Extracted information
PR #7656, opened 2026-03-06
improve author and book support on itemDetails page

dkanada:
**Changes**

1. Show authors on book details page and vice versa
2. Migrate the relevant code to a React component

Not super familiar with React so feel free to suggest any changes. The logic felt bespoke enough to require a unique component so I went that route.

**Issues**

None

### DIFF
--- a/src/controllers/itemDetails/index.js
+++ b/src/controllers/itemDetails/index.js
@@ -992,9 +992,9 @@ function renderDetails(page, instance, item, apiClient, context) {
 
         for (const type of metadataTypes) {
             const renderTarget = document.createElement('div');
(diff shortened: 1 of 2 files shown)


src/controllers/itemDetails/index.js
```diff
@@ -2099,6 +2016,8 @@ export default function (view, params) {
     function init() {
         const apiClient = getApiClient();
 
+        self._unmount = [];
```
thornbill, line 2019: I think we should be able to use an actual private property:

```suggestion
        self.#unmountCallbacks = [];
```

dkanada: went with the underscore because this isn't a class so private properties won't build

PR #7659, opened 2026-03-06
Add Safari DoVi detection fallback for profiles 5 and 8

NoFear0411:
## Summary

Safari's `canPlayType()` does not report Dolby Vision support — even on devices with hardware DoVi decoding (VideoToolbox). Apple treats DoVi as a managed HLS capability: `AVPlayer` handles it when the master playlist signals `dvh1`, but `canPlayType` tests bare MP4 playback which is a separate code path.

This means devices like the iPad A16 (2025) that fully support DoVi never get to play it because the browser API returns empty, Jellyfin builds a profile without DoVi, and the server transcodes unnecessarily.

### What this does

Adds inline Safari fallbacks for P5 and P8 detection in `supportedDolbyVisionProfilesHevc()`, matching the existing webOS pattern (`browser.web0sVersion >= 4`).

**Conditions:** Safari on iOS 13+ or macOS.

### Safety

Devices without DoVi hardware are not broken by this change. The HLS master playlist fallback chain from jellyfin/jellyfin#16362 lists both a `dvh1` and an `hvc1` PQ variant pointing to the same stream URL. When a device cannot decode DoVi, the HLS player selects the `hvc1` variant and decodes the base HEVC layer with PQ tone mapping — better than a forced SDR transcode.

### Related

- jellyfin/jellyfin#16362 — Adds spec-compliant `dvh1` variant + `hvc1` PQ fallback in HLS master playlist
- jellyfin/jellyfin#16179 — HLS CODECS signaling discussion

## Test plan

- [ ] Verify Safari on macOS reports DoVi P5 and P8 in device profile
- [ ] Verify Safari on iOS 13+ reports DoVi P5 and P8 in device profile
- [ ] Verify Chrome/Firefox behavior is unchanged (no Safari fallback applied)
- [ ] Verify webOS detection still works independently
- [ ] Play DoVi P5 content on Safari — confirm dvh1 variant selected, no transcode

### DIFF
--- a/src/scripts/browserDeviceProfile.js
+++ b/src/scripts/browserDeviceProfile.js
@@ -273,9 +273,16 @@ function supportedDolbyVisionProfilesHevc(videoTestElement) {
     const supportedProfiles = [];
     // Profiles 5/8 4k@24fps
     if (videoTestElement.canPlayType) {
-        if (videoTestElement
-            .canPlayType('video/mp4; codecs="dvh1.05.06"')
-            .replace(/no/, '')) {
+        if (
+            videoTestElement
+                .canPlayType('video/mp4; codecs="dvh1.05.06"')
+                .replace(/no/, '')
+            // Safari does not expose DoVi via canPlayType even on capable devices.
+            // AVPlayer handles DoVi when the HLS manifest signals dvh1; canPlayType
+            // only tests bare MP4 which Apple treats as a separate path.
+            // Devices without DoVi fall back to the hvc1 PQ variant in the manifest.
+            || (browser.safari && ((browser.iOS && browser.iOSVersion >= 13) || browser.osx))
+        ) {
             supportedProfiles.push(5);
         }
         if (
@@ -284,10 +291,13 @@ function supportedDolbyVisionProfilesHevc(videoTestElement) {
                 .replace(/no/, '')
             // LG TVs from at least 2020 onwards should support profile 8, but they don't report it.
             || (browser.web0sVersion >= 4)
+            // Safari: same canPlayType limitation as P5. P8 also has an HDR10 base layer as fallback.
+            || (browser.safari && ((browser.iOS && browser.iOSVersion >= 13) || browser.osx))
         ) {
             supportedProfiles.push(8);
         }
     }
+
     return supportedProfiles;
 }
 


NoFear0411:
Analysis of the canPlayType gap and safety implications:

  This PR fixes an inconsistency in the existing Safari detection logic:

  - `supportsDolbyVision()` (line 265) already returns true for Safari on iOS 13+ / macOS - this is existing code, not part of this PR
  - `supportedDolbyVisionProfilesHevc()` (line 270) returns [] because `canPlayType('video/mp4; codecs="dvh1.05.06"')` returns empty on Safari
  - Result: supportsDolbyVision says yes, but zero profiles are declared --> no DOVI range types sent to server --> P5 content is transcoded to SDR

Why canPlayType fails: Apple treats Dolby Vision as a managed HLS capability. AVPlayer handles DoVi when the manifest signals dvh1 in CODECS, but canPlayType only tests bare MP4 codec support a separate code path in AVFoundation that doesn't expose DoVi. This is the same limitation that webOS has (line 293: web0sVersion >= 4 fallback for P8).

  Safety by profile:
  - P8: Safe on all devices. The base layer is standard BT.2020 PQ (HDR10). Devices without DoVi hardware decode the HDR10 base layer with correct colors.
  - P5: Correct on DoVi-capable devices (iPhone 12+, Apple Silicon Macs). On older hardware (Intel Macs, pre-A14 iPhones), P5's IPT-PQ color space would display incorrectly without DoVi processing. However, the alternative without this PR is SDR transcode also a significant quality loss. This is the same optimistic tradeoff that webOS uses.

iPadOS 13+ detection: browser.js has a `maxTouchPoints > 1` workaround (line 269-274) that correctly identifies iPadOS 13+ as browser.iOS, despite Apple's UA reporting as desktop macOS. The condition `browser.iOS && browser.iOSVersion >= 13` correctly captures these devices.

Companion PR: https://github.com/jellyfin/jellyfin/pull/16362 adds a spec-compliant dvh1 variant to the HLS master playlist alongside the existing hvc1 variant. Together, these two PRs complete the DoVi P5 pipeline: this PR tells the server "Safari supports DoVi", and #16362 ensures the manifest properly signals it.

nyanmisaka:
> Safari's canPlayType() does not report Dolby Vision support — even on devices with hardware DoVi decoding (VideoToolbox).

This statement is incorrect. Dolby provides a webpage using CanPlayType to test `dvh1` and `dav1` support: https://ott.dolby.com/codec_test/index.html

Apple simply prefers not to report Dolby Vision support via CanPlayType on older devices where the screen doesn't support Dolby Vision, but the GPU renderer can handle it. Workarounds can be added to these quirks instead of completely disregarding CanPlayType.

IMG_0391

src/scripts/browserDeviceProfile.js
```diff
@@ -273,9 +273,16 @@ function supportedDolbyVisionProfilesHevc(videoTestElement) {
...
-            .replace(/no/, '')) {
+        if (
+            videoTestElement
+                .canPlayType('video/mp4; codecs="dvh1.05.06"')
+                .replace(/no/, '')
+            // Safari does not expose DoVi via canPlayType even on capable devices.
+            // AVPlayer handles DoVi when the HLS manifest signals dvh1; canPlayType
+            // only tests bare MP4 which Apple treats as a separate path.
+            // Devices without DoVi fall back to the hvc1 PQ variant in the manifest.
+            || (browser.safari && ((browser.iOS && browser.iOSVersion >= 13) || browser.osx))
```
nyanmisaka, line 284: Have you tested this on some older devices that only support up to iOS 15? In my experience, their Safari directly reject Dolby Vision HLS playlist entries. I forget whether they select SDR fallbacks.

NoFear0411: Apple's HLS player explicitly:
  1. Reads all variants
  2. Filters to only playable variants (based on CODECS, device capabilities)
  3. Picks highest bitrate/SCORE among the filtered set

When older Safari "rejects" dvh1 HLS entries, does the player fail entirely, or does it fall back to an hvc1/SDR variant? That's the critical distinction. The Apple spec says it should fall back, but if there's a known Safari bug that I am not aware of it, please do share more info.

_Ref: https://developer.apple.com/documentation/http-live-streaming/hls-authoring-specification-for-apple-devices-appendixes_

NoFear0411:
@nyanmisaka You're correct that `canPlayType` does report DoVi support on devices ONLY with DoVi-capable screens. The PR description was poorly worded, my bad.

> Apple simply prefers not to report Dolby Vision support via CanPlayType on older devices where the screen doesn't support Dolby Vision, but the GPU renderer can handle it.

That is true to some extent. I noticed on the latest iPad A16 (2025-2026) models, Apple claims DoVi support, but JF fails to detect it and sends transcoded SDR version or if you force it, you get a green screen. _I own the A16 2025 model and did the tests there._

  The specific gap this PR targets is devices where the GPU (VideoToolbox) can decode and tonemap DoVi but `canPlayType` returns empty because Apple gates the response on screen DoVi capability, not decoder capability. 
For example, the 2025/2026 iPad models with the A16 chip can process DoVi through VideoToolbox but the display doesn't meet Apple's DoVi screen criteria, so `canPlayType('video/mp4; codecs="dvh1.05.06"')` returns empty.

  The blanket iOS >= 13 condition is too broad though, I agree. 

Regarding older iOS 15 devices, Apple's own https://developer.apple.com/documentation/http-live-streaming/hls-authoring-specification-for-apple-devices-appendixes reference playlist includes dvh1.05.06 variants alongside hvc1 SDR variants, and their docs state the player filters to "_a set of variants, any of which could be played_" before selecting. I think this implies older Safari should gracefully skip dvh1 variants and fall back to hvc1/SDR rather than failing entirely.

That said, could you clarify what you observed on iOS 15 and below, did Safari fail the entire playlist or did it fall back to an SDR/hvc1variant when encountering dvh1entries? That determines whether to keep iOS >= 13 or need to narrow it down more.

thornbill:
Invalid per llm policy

Work instructions
Repeat exactly the lines of the data from the first one through the line with "const renderTarget = document.createElement('div');", both of them included.

Completed exercise
PR #7656, opened 2026-03-06
improve author and book support on itemDetails page

dkanada:
**Changes**

1. Show authors on book details page and vice versa
2. Migrate the relevant code to a React component

Not super familiar with React so feel free to suggest any changes. The logic felt bespoke enough to require a unique component so I went that route.

**Issues**

None

### DIFF
--- a/src/controllers/itemDetails/index.js
+++ b/src/controllers/itemDetails/index.js
@@ -992,9 +992,9 @@ function renderDetails(page, instance, item, apiClient, context) {
 
         for (const type of metadataTypes) {
             const renderTarget = document.createElement('div');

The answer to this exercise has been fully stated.